> **EXERCISE DIRECTIONS**:
Below are the entries to work from; restate word for word the portion that opens with the line containing "differing zod types" and closes with the line containing "But if you invoke", keeping both.
------------------------------------------------
PR #502, opened 2025-03-12
Add zod module

igalshilman:
```ts
const User = z.object({
  name: z.string(),
  age: z.number().optional(),
});

type User = z.infer<typeof User>;

const greeter = restate.service({
  name: "greeter",
  handlers: {
    greet: restate.handlers.handler(
      { input: serde.zod(User, "user") },
      async (ctx: restate.Context, user: User) => {
        return `Hello ${user.name}`;
      }
    ),
  },
});
```

### DIFF
--- a/packages/restate-sdk-zod/package.json
+++ b/packages/restate-sdk-zod/package.json
@@ -1,0 +1,64 @@
+{
+  "name": "@restatedev/restate-sdk-zod",
+  "version": "1.4.0",
+  "description": "Restate Typescript SDK Zod",
+  "author": "Restate Developers",
+  "license": "MIT",
+  "email": "code@restate.dev",
+  "homepage": "https://github.com/restatedev/sdk-typescript#readme",
+  "repository": {
+    "type": "git",
+    "url": "git+https://github.com/restatedev/sdk-typescript.git"
+  },
+  "bugs": {
+    "url": "https://github.com/restatedev/sdk-typescript/issues"
+  },
+  "type": "module",
+  "sideEffects": false,
+  "main": "./dist/cjs/src/public_api.js",
+  "types": "./dist/cjs/src/public_api.d.ts",
+  "module": "./dist/esm/src/public_api.js",
+  "exports": {
+    ".": {
+      "import": {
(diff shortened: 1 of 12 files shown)


packages/restate-sdk-zod/package.json
```diff
@@ -0,0 +1,64 @@
...
+      "require": {
+        "types": "./dist/cjs/src/public_api.d.ts",
+        "default": "./dist/cjs/src/public_api.js"
+      }
+    }
+  },
+  "files": [
+    "dist"
+  ],
+  "devDependencies": {
```
nikrooz, line 36: I think this should be
```suggestion
  "dependencies": {
```

packages/restate-sdk-zod/package.json
```diff
@@ -0,0 +1,64 @@
...
+    "@restatedev/restate-sdk-core": "^1.4.0"
+  },
+  "dependencies": {
```
nikrooz, line 39: and maybe this should be
```suggestion
  "peerDependencies": {
```

nikrooz (approved):
lgtm 🤩

marcus-sa:
I appreciate that this is being made optional and not mandatory.

mupperton:
@igalshilman - What am I doing wrong?

image

image

With deps:
```json
    "@restatedev/restate-sdk": "0.0.0-SNAPSHOT-20241220152906",
    "@restatedev/restate-sdk-zod": "0.0.0-SNAPSHOT-20250312193516",
    "zod": "3.23.8",
```

mupperton:
@igalshilman Found my issue, I had `zod@3.23.8` but `zod-to-json-schema` required `^3.24.1` so had 2 versions installed with differing zod types

Btw that example doesn't have the zod packages listed in the package dependencies

mupperton:
Ah, the @latest tag on npm is pointing to an older snapshot, that's why I needed 2 args, but yeah the @dev tag does not

For specifying the deps, my only suggestion would be aligning the minimum zod version with that of `zod-to-json-schema`'s minimum version, although it may be a pain to maintain if you bump versions on either

PR #512, opened 2025-03-26
Empty input still parsed by zod in ZodSerde

### LINKED ISSUE #510: zod serde issue with undefined input on handler
If a service handler is using the zod serde with say for example a simple string validator: `const inputSchema = z.string()` then the type of the input argument on the handler is inferred correctly as `string`

But if you invoke the endpoint with no input, the input arg at runtime is `undefined` which is obviously wrong

I believe this is because an empty input bypasses the zod validation in the serde deserialize method, and should be fixed like so:
```ts
  deserialize(data: Uint8Array): T {
    // if (data.length === 0) {
    //   return undefined as any;
    // }
    // const js = JSON.parse(new TextDecoder().decode(data));

    const js = data.length === 0 ? undefined : JSON.parse(new TextDecoder().decode(data));

    const res = this.schema.safeParse(js);
    if (res.success) {
      return res.data;
    }
    throw res.error;
  }
```

Schemas such as `z.string().optional()` which already correct infer the input type as `string | undefined` will also work as expected

mupperton:
Fixes #510

### DIFF
--- a/packages/restate-sdk-zod/src/serde_api.ts
+++ b/packages/restate-sdk-zod/src/serde_api.ts
@@ -36,10 +36,10 @@ class ZodSerde<T extends z.ZodType> implements Serde<z.infer<T>> {
   }
 
   deserialize(data: Uint8Array): T {
-    if (data.length === 0) {
-      return undefined as any;
-    }
-    const js = JSON.parse(new TextDecoder().decode(data));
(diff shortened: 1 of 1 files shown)


mupperton:
Ah the joys of manually making changes in the web UI 😄 

Should be all good now

PR #533, opened 2025-04-30
Fix tests

nikrooz:


packages/restate-sdk-examples/package.json
```diff
@@ -41,8 +41,7 @@
   },
   "devDependencies": {
     "tsx": "^4.15.7",
-    "@restatedev/restate-sdk-testcontainers": "^1.5.4",
-    "testcontainers": "^10.24.1"
```
nikrooz, line 45: When ⁠`GenericContainer` was imported from two separate modules (⁠restate-sdk-examples and ⁠restate-sdk-testcontainers), it created two distinct versions of the class—causing issues with testcontainers. To resolve this, I introduced ⁠`RestateGenericContainer` as a single, unified reference.

packages/restate-sdk/test/service_bind.test.ts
------------------------------------------------
> **WORKED SOLUTION**:
@igalshilman Found my issue, I had `zod@3.23.8` but `zod-to-json-schema` required `^3.24.1` so had 2 versions installed with differing zod types

Btw that example doesn't have the zod packages listed in the package dependencies

mupperton:
Ah, the @latest tag on npm is pointing to an older snapshot, that's why I needed 2 args, but yeah the @dev tag does not

For specifying the deps, my only suggestion would be aligning the minimum zod version with that of `zod-to-json-schema`'s minimum version, although it may be a pain to maintain if you bump versions on either

PR #512, opened 2025-03-26
Empty input still parsed by zod in ZodSerde

### LINKED ISSUE #510: zod serde issue with undefined input on handler
If a service handler is using the zod serde with say for example a simple string validator: `const inputSchema = z.string()` then the type of the input argument on the handler is inferred correctly as `string`

But if you invoke the endpoint with no input, the input arg at runtime is `undefined` which is obviously wrong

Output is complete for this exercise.